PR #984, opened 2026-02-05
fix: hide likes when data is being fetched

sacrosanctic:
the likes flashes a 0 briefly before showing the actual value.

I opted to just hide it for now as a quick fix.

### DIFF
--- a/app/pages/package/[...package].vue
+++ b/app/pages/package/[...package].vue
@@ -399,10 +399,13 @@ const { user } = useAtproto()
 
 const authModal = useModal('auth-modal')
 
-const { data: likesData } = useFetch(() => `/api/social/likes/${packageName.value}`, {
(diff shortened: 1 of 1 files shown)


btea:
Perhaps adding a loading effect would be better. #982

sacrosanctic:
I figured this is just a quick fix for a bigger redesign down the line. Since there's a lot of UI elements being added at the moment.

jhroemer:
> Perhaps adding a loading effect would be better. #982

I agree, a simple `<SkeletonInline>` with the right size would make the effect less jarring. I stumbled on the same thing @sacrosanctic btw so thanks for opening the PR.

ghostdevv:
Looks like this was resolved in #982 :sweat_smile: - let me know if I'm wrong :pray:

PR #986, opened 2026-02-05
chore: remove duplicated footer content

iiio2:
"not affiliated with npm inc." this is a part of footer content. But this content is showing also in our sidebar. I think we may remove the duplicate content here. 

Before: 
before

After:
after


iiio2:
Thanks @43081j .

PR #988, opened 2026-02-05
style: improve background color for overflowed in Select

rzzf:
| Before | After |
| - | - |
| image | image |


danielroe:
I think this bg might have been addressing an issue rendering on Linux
---+---
**WHAT IS EXPECTED**. Whenever a line of the data above includes the word "pages", copy that line.

**RESPONSE**.
--- a/app/pages/package/[...package].vue
+++ b/app/pages/package/[...package].vue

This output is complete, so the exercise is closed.